Data supplied »
PR #3641, opened 2018-10-30
Global alert perf

gestchild:
Makes use of the work James did here: #3613, so we don't have to wait for the API call to Prismic for the globalAlert

### DIFF
--- a/common/koa-middleware/withGlobalAlert.js
+++ b/common/koa-middleware/withGlobalAlert.js
@@ -1,14 +1,16 @@
 const Prismic = require('prismic-javascript');
 
-let globalAlert = {isShow: false, text: null};
+let globalAlert = {
+  text: [ { type: 'paragraph',
+    text: null,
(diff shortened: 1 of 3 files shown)


common/koa-middleware/withGlobalAlert.js
```diff
@@ -1,14 +1,16 @@
...
+};
 async function getAndSetGlobalAlert() {
   try {
     const api = await Prismic.getApi('https://wellcomecollection.prismic.io/api/v2');
     const document = await api.getSingle('global-alert');
-    globalAlert = {
-      text: document.data.text,
-      isShown: document.data.isShown && document.data.isShown === 'show'
-    };
+    globalAlert = document.data;
```
jamesgorrie: Like it, so this only ever fetches data, and parsing happens elswhere?

gestchild: yep

PR #3648, opened 2018-10-31
Opening times server

gestchild:
So we don't have to wait for the API call to Prismic for the openingTimes


common/views/components/PageWrapper/PageWrapper.js
```diff
@@ -104,19 +102,20 @@ const PageWrapper = (Comp: NextComponent) => {
...
         : clientStore && clientStore.get('toggles');
 
+      const openingTimes = context.req
+        ? parseOpeningHours(parseVenuesToOpeningHours(context.query.openingTimes))
+        : clientStore && clientStore.get('openingTimes');
+
       if (serverStore) {
-        serverStore.set('openingTimes', openingTimes);
         serverStore.set('toggles', toggles);
+        serverStore.set('openingTimes', openingTimes);
```
jamesgorrie: Instead of using this pageStore, which I think we should deprecate (it's not available to other `getInitialProps`), could we send it down the [`ExtraProps`](https://github.com/wellcometrust/wellcomecollection.org/blob/master/common/views/components/PageWrapper/PageWrapper.js#L95-L97)?

PR #3649, opened 2018-10-31
add stories route to server to get globalAlert

jamesgorrie:
Null checking. Love it.
GlobalAlert wasn't available on `stories` as stories doesn't run through the server...


jamesgorrie:
Merging as this is being deployed as we speak

PR #3650, opened 2018-10-31
remove whats_on infra

jamesgorrie:
💥


app_cluster/terraform/asg.tf
```diff
@@ -7,8 +7,8 @@ module "app_cluster_asg" {
   user_data             = "${module.app_cluster_userdata.rendered}"
   vpc_id                = "${local.vpc_id}"
 
-  asg_desired = "4"
-  asg_max     = "4"
+  asg_desired = "2"
+  asg_max     = "2"
```
jamesgorrie: This is for eventbrite, which I am thinking abot what we do with it.

PR #3654, opened 2018-10-31
deleting no longer needed files

gestchild:
Bit of housekeeping as we don't need the feature flag stuff in Prismic any longer


gestchild:
@jamesgorrie will do that now

PR #3656, opened 2018-10-31
retrieve global alert

jamesgorrie:
We need to check if we're on the server first, before retrieving anything off of the `ctx.req`.
If we aren't on the server, we use the `clientStore`.

### DIFF
--- a/common/views/components/PageWrapper/PageWrapper.js
+++ b/common/views/components/PageWrapper/PageWrapper.js
@@ -105,13 +105,14 @@ type NextComponent = {
 const PageWrapper = (Comp: NextComponent) => {
   return class Global extends Component<Props> {
     static async getInitialProps(context: GetInitialPropsProps) {
-      const globalAlertData = context.query.globalAlert;
-      const globalAlert = {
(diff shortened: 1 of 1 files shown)


common/views/components/PageWrapper/PageWrapper.js
```diff
@@ -105,13 +105,14 @@ type NextComponent = {
...
-        text: asHtml(globalAlertData.text),
-        isShown: globalAlertData.isShown === 'show'
-      };
       // There's a lot of double checking here, which makes me think we've got
       // the typing wrong.
+
+      const globalAlert = context.req ? {
+        text: asHtml(context.query.globalAlert.text),
+        isShown: context.query.globalAlert.isShown === 'show'
+      } : clientStore && clientStore.get('openingTimes');
```
gestchild: should be globalAlert; also globalAlert needs setting on the clientStore

jamesgorrie: Thanks for catching this - sorry to have rushed it but it was causing the whole site to 500.

PR #3662, opened 2018-11-01
stories hyperlink on correct part of text

gestchild:
puts the hyperlink on the correct part of the intro text


davidpmccormick:
👍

Activity » The answer consists of the lines above that include the word "query", each copied exactly.

Answer section »
+        ? parseOpeningHours(parseVenuesToOpeningHours(context.query.openingTimes))
-      const globalAlertData = context.query.globalAlert;
+        text: asHtml(context.query.globalAlert.text),
+        isShown: context.query.globalAlert.isShown === 'show'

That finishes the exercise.